▶ **Exercise**: From the records below, copy each line in which the string "server" occurs.
[[ Dataset records open ]]
PR #287, opened 2017-01-03
YD-397 Moved password generation to the server

Bert-R:
The app can still provide the password upon user sign-up, but this is only temporary. Once both app implementations are updated, this will be disabled.

The Yona password is now returned as part of the private user data. This happens when signing up, but also in other scenarios where the private user data is returned (e.g. GET on user). The app should take the password as returned in the user data and use that in subsequent requests.

Changes:
* Added yonaPassword to the Swagger spec
* Included it in the UserPrivateDto
* Rearranged some crypto-related code
* Made UserController.addUser generate the key if the Yona-Password header was not provided
* Updated the Groovy tests. Most tests now use the server-generated password. Some tests still generated it in the client, which is good for backward compatibility testing.

### DIFF
--- a/appservice/src/intTest/groovy/nu/yona/server/CreateUserOnBuddyRequestTest.groovy
+++ b/appservice/src/intTest/groovy/nu/yona/server/CreateUserOnBuddyRequestTest.groovy
@@ -122,6 +122,7 @@ class CreateUserOnBuddyRequestTest extends AbstractAppServiceIntegrationTest
 		def newNickname = "Bobby"
 		def newPassword = "B o b"
 		def updatedBobJson = bob.convertToJson()
+		updatedBobJson.yonaPassword = newPassword
 		updatedBobJson.nickname = newNickname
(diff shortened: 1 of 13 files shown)


appservice/src/intTest/groovy/nu/yona/server/CreateUserOnBuddyRequestTest.groovy
```diff
@@ -122,6 +122,7 @@ class CreateUserOnBuddyRequestTest extends AbstractAppServiceIntegrationTest
 		def newNickname = "Bobby"
 		def newPassword = "B o b"
 		def updatedBobJson = bob.convertToJson()
+		updatedBobJson.yonaPassword = newPassword
```
aristotelos: With update user on buddy request, previously the Yona-Password header was set to the new password and the overwrite user confirmation code was sent. Now both the JSON yonaPassword property and the Yona-Password header are sent. However, the first is ignored, isn't it? It might be good to document that or do a validation that both are the same?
[[ Dataset records closed ]]
▶ **Task output**:
YD-397 Moved password generation to the server
* Updated the Groovy tests. Most tests now use the server-generated password. Some tests still generated it in the client, which is good for backward compatibility testing.
--- a/appservice/src/intTest/groovy/nu/yona/server/CreateUserOnBuddyRequestTest.groovy
+++ b/appservice/src/intTest/groovy/nu/yona/server/CreateUserOnBuddyRequestTest.groovy
appservice/src/intTest/groovy/nu/yona/server/CreateUserOnBuddyRequestTest.groovy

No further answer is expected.